- Lakeview Location of Lakeview within the State of Utah
- Coordinates: 40°15′29″N 111°42′45″W﻿ / ﻿40.25806°N 111.71250°W
- Country: United States
- State: Utah
- County: Utah
- Named after: View of Utah Lake
- Elevation: 4,534 ft (1,382 m)
- Time zone: UTC-5 (Mountain (MST))
- • Summer (DST): UTC-4 (MDT)
- ZIP code: 84058, 84601, 84604
- Area codes: 801 & 385
- GNIS feature ID: 1442425

= Lakeview, Utah County, Utah =

Unincorporated community in Utah County, Utah, United States

Lakeview (also known as Lake View) is an unincorporated community on the east shore of Utah Lake in central Utah County, Utah, United States.

==Description==
Lakeview is located on the northwestern side of the city of Provo and the southwest side of the city of Orem. that has mostly been annexed into either Orem or Provo.

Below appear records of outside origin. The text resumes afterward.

PR #574, opened 2026-07-08
fix(container): reclaim blobs orphaned by bundled-image re-imports (#573)

davidwkeith:
Fixes #573. Stacked on #572 (`fix/549-reimport-changed-bundled-image`) — merge that first; this PR's base is that branch so its diff shows only the reclamation work.

## Problem

#572 re-imports the bundled OCI layout when an app update changes it. `ImageStore.load(from:)` repoints the tag, but the previous image's blobs stay in `content/blobs/sha256` unreferenced — roughly one stale image set (hundreds of MB) per app update, never reclaimed.

## Why not just call `cleanUpOrphanedBlobs()`

Upstream has it, but its `AsyncLock` is **per-`ImageStore`-instance**, and each site window's boot constructed its own `ImageStore` over the same store directory. `load(from:)` moves ingested blobs into the content store and writes the reference inside `lock.withLock` — so a cleanup through a *different* instance (different lock) can run exactly between those steps and delete blobs another window just ingested but hasn't referenced yet. (`LocalContentStore.delete(keeping:)` only scans `blobs/sha256`, so ingest temp dirs are safe; the complete→create window is the one hazard.)

## Fix

1. **`SharedInstanceCache` (AnglesiteCore, CI-covered)** — a process-wide "one instance per key" cache: factory runs at most once per key even under concurrent callers; a throwing factory caches nothing. TDD'd; 4 Swift Testing tests.
2. **`SharedImageStore` (AnglesiteContainer)** — one `ImageStore` per store path process-wide, backed by the cache. Mirrors upstream's own `ImageStore.default` singleton pattern. `ContainerizationControl.makeBareContainer` now resolves the store through it instead of constructing one per boot.
3. **Cleanup on every boot** — after both images resolve, `cleanUpOrphanedBlobs()` runs best-effort (a failure logs and never fails the boot), logging reclaimed blob count/bytes to the boot output. Running every boot (not only after a re-import) self-heals orphans left by app updates that predate this fix.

There is a neighborhood in the southwestern edge of Orem that is called Lakeview (which is roughly bounded by Geneva Road (State Route 114), University Parkway (State Route 265), South Main Street, and the Provo–Orem border). In northwestern Provo, south of the neighborhood of Lakeview in Orem, is a neighborhood called Lakeview North (which is roughly bounded by the Provo–Orem border, Interstate 15 [I‑15], West 820 North, and [what would be about] North 3000 West). South of Lakeview North is a third neighborhood called Lake View South (which is roughly bounded by West 820 North, I‑15, the Provo River, and [what would be about] North 3000 West. Lakeview Parkway (which was named after the community) passes to the west of both Lakeview North and Lake View South, but does not enter either neighborhood.

The new campus of Provo High School was built in Lakeview.